* [PROBLEM REQUIREMENTS]
Please write out exactly the lines of the data below from the line holding "halseth: Very good" through the line holding "The first few", and leave out the rest.

* [SOURCE RECORDS]
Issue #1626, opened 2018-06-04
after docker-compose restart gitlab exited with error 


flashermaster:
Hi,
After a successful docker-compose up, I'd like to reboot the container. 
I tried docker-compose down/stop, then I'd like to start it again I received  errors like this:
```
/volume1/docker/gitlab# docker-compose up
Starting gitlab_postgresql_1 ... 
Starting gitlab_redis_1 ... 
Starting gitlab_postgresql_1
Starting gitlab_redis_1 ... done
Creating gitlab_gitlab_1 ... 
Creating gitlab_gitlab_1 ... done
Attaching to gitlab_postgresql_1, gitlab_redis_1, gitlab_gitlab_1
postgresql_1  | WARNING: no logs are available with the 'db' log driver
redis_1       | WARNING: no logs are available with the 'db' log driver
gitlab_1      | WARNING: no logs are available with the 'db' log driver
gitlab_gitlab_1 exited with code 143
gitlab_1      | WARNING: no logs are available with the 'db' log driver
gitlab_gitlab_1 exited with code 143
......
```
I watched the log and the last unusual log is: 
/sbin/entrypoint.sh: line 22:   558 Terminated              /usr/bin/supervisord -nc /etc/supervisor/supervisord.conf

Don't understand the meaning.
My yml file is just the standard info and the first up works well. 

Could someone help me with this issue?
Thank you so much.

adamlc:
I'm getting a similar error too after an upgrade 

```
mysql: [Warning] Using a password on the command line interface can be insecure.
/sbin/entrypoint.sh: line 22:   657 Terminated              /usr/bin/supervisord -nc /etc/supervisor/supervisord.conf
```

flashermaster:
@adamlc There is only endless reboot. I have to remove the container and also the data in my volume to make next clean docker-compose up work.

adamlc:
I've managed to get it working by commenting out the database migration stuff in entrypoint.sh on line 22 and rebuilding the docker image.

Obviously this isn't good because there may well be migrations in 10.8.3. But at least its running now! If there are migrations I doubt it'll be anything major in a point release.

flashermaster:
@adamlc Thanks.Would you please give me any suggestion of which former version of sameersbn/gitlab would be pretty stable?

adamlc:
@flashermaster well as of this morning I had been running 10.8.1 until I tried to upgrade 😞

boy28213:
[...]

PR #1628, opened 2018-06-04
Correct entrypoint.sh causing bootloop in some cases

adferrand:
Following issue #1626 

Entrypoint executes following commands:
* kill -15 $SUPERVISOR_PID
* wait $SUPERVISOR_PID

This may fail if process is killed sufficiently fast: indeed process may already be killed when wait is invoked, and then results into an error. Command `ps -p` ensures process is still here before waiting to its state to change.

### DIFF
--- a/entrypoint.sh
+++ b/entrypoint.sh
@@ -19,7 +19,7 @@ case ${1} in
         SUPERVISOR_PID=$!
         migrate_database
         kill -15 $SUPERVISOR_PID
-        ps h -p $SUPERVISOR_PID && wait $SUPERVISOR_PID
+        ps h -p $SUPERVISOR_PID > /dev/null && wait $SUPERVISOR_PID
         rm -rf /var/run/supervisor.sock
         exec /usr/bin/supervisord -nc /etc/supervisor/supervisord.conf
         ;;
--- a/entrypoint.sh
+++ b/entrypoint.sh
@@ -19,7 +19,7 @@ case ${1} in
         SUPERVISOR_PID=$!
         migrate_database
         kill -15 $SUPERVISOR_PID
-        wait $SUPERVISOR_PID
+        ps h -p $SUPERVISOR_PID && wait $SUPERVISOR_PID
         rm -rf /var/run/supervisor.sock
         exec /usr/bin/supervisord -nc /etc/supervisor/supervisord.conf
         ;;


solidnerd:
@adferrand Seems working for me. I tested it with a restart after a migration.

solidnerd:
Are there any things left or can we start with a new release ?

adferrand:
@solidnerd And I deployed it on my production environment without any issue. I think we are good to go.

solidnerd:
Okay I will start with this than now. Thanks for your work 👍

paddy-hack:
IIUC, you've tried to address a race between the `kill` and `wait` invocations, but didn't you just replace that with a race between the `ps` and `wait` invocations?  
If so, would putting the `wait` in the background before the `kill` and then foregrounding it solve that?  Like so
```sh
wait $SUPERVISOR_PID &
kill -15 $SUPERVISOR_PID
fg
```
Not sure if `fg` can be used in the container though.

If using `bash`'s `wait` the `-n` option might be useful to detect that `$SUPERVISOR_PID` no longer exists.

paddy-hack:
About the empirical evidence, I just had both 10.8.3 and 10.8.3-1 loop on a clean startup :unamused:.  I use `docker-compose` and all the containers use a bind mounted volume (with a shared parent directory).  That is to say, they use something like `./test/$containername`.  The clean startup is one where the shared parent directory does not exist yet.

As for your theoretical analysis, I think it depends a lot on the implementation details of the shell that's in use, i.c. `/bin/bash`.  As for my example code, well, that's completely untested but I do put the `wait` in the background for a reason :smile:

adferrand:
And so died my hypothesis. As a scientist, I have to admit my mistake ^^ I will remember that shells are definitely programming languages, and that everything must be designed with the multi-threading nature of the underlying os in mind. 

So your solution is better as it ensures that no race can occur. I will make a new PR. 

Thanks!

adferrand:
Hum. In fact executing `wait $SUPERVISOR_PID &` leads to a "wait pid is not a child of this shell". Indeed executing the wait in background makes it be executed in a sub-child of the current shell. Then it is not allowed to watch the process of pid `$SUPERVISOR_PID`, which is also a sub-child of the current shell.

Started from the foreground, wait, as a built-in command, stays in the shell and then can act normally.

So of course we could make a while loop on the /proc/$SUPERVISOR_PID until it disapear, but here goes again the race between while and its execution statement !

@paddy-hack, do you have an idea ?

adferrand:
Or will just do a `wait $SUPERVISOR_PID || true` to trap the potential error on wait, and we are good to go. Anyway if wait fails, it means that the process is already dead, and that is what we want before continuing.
--
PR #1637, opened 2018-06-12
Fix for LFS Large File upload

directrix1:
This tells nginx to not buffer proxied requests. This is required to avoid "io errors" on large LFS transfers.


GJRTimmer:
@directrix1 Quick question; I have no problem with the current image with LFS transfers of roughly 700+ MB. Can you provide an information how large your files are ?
...
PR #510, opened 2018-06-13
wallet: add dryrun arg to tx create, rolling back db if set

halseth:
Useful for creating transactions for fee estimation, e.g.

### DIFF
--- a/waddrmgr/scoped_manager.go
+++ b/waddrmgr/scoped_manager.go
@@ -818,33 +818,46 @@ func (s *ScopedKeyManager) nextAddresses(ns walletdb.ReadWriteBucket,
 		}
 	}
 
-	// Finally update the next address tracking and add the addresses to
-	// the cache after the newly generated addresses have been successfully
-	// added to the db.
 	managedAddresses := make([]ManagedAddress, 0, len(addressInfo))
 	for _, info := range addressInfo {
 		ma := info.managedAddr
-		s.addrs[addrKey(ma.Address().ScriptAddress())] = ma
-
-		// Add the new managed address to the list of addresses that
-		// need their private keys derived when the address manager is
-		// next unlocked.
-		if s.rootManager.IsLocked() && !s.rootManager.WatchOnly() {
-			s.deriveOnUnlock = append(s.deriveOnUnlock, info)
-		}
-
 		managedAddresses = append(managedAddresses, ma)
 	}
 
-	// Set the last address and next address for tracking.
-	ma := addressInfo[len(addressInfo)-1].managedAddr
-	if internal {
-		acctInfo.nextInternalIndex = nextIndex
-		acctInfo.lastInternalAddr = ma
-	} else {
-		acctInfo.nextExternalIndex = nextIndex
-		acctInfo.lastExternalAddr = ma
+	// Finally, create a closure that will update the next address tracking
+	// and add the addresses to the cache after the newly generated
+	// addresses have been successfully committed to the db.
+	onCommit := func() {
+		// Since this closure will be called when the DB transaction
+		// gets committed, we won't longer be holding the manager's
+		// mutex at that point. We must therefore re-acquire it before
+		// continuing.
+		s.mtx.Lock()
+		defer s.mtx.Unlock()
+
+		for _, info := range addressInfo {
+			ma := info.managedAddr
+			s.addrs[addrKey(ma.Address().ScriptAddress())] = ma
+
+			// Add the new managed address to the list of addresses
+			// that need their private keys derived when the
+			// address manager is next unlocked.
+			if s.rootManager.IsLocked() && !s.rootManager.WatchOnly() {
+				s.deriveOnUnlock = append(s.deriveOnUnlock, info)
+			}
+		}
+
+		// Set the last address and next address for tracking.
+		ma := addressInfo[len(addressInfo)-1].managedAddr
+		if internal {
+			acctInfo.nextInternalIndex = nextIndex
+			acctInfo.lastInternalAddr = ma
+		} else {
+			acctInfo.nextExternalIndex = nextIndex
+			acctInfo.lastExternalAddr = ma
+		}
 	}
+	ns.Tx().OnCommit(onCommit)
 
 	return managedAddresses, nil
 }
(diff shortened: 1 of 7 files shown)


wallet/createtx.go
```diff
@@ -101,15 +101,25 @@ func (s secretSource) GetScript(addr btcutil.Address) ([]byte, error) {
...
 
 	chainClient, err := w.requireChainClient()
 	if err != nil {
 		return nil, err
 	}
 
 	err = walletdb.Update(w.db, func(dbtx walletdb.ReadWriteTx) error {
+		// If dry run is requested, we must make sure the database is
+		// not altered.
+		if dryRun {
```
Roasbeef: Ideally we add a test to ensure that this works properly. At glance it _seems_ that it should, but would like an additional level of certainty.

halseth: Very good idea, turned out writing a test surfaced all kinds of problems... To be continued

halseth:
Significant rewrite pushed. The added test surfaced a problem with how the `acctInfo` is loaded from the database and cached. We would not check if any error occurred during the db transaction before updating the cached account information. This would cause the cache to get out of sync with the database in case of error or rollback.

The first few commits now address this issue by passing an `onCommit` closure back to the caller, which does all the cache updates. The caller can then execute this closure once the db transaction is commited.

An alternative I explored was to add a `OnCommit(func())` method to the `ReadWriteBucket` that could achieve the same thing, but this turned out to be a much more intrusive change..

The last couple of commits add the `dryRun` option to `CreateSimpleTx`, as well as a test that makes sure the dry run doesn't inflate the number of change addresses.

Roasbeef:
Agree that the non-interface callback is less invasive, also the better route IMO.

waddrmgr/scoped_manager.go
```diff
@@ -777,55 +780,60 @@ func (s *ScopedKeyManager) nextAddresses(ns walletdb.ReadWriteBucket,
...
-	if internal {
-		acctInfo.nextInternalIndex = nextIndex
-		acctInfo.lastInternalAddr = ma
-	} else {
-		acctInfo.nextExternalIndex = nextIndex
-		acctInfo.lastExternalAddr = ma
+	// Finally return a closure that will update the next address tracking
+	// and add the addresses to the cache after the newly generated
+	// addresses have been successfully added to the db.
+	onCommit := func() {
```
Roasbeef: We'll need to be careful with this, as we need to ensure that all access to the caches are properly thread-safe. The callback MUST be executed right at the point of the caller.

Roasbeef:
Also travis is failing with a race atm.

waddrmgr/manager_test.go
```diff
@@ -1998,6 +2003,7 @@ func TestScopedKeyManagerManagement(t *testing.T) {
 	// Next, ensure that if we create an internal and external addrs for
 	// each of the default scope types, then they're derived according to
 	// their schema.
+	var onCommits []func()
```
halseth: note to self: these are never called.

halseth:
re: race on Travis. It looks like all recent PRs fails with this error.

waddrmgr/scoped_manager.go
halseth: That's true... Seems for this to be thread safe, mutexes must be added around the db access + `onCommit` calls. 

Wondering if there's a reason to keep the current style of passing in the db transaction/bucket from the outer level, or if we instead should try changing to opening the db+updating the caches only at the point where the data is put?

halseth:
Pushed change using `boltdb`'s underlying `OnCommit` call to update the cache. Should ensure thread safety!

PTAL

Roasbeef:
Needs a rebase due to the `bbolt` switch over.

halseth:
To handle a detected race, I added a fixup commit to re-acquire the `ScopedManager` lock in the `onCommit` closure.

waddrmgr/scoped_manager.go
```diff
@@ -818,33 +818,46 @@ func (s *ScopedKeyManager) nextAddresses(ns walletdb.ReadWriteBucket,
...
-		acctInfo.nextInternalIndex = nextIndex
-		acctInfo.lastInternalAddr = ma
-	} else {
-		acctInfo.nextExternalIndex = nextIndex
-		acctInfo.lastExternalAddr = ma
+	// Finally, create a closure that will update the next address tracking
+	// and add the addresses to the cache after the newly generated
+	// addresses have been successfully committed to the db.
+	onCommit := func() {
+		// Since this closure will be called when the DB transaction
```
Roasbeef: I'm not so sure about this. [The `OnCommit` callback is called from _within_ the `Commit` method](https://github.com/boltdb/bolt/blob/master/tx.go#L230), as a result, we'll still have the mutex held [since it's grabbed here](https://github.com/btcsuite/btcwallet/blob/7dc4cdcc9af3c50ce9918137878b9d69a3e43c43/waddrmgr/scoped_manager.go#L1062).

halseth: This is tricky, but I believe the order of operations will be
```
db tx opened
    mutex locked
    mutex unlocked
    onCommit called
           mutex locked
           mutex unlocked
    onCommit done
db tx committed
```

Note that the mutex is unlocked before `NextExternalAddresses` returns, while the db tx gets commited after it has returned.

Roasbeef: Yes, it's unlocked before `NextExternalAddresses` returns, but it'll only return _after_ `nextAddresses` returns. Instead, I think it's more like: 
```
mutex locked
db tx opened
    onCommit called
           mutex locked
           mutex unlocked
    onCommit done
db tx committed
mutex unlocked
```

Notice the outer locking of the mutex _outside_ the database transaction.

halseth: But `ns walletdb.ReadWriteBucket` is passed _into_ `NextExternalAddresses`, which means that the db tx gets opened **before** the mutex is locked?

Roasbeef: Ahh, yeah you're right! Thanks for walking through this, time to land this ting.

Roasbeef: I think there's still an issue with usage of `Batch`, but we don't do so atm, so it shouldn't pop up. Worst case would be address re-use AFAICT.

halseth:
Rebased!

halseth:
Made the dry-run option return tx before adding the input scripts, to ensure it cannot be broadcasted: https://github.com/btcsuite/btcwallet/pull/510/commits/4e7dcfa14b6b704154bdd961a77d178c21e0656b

* [ANSWER BELOW]
halseth: Very good idea, turned out writing a test surfaced all kinds of problems... To be continued

halseth:
Significant rewrite pushed. The added test surfaced a problem with how the `acctInfo` is loaded from the database and cached. We would not check if any error occurred during the db transaction before updating the cached account information. This would cause the cache to get out of sync with the database in case of error or rollback.

The first few commits now address this issue by passing an `onCommit` closure back to the caller, which does all the cache updates. The caller can then execute this closure once the db transaction is commited.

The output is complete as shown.